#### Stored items
════

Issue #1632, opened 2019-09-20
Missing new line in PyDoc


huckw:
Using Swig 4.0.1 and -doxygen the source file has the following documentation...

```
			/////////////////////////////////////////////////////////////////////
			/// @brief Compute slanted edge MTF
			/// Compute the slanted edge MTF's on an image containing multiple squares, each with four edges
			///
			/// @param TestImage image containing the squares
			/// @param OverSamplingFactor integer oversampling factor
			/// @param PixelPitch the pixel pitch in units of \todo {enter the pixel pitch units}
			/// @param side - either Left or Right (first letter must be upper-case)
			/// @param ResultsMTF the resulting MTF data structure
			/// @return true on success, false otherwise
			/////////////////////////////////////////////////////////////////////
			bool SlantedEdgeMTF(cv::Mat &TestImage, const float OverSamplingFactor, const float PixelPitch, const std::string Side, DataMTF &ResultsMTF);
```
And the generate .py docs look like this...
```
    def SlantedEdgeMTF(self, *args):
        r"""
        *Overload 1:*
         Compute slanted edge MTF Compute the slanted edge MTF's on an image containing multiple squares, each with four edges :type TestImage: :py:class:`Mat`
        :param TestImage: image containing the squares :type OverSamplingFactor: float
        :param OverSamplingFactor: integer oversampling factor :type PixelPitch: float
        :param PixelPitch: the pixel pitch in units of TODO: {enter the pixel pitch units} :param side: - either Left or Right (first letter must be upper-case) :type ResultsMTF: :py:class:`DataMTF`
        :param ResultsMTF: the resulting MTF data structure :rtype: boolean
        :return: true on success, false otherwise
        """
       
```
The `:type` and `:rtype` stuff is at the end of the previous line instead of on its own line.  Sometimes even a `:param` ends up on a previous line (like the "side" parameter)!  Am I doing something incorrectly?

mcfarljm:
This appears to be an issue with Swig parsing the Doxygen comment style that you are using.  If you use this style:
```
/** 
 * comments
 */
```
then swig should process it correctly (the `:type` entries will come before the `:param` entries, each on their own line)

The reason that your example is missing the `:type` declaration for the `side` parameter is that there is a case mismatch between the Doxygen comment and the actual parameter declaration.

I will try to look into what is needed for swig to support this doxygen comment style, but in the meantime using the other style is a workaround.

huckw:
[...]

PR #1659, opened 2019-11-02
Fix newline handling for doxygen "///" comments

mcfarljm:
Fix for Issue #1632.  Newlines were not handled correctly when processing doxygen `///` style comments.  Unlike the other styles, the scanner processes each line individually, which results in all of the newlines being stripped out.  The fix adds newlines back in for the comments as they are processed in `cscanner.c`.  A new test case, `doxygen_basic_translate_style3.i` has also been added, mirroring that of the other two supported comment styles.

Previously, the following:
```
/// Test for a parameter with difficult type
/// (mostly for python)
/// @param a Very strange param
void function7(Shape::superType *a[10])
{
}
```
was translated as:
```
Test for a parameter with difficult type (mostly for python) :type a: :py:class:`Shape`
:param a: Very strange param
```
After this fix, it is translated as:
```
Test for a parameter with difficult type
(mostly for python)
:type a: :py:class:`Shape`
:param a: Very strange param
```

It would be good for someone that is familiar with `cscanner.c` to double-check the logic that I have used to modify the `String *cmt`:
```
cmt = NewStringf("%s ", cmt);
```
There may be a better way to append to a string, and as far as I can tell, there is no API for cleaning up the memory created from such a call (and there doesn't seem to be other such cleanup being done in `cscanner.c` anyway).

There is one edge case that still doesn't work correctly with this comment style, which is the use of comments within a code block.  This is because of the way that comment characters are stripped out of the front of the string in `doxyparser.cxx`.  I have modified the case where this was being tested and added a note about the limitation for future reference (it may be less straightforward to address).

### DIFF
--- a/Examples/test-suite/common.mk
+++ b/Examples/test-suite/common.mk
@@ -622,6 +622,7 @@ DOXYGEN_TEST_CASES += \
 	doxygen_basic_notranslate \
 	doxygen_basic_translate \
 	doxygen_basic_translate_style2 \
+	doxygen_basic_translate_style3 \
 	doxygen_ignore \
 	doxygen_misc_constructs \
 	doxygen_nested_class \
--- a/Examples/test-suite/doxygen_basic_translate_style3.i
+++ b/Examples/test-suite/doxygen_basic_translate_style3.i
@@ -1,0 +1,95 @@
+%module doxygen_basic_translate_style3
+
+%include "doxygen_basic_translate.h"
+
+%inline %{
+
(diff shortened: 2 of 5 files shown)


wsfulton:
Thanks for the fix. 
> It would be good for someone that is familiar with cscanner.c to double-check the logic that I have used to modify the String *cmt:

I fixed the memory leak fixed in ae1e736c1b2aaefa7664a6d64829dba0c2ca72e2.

════

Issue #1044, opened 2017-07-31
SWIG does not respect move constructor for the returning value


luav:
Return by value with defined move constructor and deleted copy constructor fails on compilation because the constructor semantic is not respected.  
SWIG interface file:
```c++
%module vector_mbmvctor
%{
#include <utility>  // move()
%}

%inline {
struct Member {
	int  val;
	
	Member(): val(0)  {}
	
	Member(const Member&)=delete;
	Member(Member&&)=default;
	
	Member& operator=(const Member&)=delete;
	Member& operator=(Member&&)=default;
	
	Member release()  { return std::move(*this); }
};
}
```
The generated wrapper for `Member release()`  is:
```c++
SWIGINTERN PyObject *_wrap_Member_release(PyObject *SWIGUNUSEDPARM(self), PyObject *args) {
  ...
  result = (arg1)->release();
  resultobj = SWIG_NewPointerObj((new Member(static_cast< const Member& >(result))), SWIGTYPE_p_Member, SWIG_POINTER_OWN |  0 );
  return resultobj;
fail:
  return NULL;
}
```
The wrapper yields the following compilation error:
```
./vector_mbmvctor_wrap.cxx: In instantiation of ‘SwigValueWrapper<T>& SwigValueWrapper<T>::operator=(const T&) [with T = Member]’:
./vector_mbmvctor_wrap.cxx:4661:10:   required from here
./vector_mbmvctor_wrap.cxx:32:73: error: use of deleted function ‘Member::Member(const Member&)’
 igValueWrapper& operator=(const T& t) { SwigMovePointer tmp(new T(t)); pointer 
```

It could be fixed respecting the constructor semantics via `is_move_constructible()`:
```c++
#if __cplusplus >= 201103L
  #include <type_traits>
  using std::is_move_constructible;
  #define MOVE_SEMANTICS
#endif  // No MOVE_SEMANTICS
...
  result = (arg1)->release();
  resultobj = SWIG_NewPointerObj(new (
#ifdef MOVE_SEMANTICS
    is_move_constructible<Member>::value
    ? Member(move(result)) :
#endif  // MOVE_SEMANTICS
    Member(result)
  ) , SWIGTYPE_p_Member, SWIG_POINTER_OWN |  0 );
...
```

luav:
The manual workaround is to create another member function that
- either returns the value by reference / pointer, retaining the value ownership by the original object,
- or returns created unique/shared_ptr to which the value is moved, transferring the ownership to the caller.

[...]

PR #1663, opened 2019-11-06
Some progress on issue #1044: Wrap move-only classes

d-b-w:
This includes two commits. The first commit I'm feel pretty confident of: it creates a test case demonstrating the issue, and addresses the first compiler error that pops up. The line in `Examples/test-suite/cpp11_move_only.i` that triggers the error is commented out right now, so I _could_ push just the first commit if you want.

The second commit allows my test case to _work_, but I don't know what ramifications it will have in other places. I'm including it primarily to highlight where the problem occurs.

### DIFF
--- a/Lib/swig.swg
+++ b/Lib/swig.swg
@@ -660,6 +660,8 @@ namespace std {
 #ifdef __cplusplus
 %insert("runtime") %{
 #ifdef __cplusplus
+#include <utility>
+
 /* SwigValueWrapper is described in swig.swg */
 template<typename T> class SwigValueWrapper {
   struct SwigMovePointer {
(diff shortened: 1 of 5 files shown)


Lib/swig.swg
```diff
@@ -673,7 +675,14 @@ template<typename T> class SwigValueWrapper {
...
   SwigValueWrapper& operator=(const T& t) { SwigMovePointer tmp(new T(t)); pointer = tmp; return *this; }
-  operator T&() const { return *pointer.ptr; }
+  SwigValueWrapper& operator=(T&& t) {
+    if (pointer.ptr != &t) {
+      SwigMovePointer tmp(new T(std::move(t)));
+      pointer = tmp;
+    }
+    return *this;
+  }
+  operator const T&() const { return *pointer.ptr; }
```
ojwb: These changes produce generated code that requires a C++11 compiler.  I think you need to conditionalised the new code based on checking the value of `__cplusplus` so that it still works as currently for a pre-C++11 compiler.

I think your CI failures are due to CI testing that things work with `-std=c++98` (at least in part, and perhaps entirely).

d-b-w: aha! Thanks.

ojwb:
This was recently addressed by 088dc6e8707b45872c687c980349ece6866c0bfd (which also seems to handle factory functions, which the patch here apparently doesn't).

════

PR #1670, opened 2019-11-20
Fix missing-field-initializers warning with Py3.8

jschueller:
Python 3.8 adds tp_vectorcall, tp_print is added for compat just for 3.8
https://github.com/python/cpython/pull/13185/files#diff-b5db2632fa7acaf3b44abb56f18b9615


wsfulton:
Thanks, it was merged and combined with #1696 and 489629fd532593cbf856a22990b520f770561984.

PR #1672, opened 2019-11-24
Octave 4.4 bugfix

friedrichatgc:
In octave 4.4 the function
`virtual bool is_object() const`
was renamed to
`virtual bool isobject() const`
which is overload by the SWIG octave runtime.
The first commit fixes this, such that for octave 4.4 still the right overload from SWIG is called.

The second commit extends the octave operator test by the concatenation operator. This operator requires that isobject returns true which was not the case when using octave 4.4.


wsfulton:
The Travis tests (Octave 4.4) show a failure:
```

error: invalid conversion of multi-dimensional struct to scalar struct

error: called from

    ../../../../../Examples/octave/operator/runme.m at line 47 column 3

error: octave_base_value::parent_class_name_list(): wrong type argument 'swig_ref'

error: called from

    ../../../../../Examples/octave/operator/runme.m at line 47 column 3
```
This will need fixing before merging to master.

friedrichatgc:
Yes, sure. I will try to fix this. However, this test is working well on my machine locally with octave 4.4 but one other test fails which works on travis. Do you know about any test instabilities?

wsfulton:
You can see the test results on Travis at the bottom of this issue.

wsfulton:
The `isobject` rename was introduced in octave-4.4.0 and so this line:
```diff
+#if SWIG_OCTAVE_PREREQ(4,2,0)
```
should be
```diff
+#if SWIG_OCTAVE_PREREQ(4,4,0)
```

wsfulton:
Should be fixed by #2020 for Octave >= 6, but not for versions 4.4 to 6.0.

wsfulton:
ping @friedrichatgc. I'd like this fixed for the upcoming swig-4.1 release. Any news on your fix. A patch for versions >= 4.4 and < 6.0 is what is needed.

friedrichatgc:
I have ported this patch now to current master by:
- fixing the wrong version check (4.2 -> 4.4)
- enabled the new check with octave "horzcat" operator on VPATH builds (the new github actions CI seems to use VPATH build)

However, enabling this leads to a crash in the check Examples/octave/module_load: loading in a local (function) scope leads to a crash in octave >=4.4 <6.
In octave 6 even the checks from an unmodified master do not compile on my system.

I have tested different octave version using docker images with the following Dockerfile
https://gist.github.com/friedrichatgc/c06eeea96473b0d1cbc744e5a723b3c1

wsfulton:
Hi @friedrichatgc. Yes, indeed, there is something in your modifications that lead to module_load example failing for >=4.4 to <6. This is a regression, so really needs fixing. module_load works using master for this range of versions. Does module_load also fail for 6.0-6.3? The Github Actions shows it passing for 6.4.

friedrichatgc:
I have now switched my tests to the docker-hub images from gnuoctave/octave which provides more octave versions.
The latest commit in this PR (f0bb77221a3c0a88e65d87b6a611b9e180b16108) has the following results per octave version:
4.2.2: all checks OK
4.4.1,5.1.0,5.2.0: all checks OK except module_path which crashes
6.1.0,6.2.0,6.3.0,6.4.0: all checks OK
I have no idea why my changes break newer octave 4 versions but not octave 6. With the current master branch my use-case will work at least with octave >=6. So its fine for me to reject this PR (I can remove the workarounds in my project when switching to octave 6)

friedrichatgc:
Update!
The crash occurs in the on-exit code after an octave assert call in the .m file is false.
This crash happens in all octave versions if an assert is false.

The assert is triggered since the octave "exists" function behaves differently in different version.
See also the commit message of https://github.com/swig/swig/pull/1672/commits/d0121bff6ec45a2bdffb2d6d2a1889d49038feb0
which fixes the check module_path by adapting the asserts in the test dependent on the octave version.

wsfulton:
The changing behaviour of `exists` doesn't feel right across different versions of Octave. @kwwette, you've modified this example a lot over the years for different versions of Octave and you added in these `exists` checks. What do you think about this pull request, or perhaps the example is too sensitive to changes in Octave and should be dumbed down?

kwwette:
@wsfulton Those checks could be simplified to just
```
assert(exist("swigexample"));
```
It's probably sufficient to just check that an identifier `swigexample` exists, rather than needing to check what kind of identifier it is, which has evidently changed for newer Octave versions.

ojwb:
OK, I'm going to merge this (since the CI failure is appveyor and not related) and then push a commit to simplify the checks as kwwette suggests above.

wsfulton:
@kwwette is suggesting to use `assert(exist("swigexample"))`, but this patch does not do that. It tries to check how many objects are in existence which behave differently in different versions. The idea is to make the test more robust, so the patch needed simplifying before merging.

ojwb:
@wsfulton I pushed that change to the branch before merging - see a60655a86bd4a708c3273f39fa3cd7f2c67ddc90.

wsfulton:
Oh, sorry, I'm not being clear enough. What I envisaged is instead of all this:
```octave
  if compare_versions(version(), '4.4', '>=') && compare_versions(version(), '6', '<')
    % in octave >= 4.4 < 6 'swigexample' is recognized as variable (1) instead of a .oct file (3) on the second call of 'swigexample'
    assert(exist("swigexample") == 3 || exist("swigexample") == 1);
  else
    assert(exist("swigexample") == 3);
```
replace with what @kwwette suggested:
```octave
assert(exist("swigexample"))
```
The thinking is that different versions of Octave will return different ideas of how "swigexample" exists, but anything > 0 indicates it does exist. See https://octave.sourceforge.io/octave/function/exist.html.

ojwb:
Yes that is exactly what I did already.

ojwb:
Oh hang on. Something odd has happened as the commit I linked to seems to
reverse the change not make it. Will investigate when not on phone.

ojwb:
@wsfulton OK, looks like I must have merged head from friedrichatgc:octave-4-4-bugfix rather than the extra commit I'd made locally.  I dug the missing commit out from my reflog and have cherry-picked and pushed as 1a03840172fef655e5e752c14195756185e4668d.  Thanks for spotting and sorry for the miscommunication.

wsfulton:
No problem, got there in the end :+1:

════

All lines in the data that contain the word "common" should be copied.

--- a/Examples/test-suite/common.mk
+++ b/Examples/test-suite/common.mk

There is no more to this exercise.